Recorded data

PR #1439, opened 2026-03-18
Support OS-assigned ports for metadata listener

guy-ealey-morag:
## What?
Allow NIXL agents to bind their metadata listener to an OS-assigned port (marked with `0`).
Update CI test scripts to use this mechanism instead of `get_next_tcp_port()`, and fetch the assigned port using a file that the selected port is written to.

## Why?
CI tests occasionally fail with `Address already in use` due to a race condition with `get_next_tcp_port()`. OS-assigned ports eliminate the race entirely.


src/utils/stream/metadata_stream.h
```diff
@@ -59,6 +59,11 @@ class nixlMDStreamListener: public nixlMetadataStream {
         nixlMDStreamListener(int port);
         ~nixlMDStreamListener();
 
+        int
+        getPort() const {
```
ColinNV: `[[nodiscard]]` and `noexcept`

examples/python/basic_two_peers.py
```diff
@@ -24,6 +24,12 @@ def parse_args():
         default="initiator",
         help="Local IP in target, peer IP (target's) in initiator",
     )
+    parser.add_argument(
```
ColinNV: `--listen-port-file` or something more descriptive?

src/api/cpp/nixl.h
```diff
@@ -56,6 +56,15 @@ class nixlAgent {
         nixlAgent(nixlAgent&&) noexcept = delete;
         nixlAgent &operator=(nixlAgent&&) noexcept = delete;
 
+        /**
+         * @brief  Get the actual port the metadata listener is bound to.
+         *         Useful when listenPort was set to 0 (OS-assigned port).
+         *
+         * @return The port number, or -1 if no listener is active
+         */
+        int
```
ColinNV: `[[nodiscard]]` and `noexcept` and I'd return a `std::uint16_t` with `0` for "not used" or better yet a `std::optional< std::uint16_t >`, though that's probably no fun with the bindings?

src/core/nixl_agent.cpp
```diff
@@ -231,6 +229,14 @@ nixlAgent::~nixlAgent() {
     }
 }
 
+int
```
ColinNV: `[[nodiscard]]` and `noexcept`

src/utils/stream/metadata_stream.cpp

TASK PROMPT:
Please output the complete set of records above without any alteration.

COMPLETED EXERCISE:
PR #1439, opened 2026-03-18
Support OS-assigned ports for metadata listener

guy-ealey-morag:
## What?
Allow NIXL agents to bind their metadata listener to an OS-assigned port (marked with `0`).
Update CI test scripts to use this mechanism instead of `get_next_tcp_port()`, and fetch the assigned port using a file that the selected port is written to.

## Why?
CI tests occasionally fail with `Address already in use` due to a race condition with `get_next_tcp_port()`. OS-assigned ports eliminate the race entirely.


src/utils/stream/metadata_stream.h
```diff
@@ -59,6 +59,11 @@ class nixlMDStreamListener: public nixlMetadataStream {
         nixlMDStreamListener(int port);
         ~nixlMDStreamListener();
 
+        int
+        getPort() const {
```
ColinNV: `[[nodiscard]]` and `noexcept`

examples/python/basic_two_peers.py
```diff
@@ -24,6 +24,12 @@ def parse_args():
         default="initiator",
         help="Local IP in target, peer IP (target's) in initiator",
     )
+    parser.add_argument(
```
ColinNV: `--listen-port-file` or something more descriptive?

src/api/cpp/nixl.h
```diff
@@ -56,6 +56,15 @@ class nixlAgent {
         nixlAgent(nixlAgent&&) noexcept = delete;
         nixlAgent &operator=(nixlAgent&&) noexcept = delete;
 
+        /**
+         * @brief  Get the actual port the metadata listener is bound to.
+         *         Useful when listenPort was set to 0 (OS-assigned port).
+         *
+         * @return The port number, or -1 if no listener is active
+         */
+        int
```
ColinNV: `[[nodiscard]]` and `noexcept` and I'd return a `std::uint16_t` with `0` for "not used" or better yet a `std::optional< std::uint16_t >`, though that's probably no fun with the bindings?

src/core/nixl_agent.cpp
```diff
@@ -231,6 +229,14 @@ nixlAgent::~nixlAgent() {
     }
 }
 
+int
```
ColinNV: `[[nodiscard]]` and `noexcept`

src/utils/stream/metadata_stream.cpp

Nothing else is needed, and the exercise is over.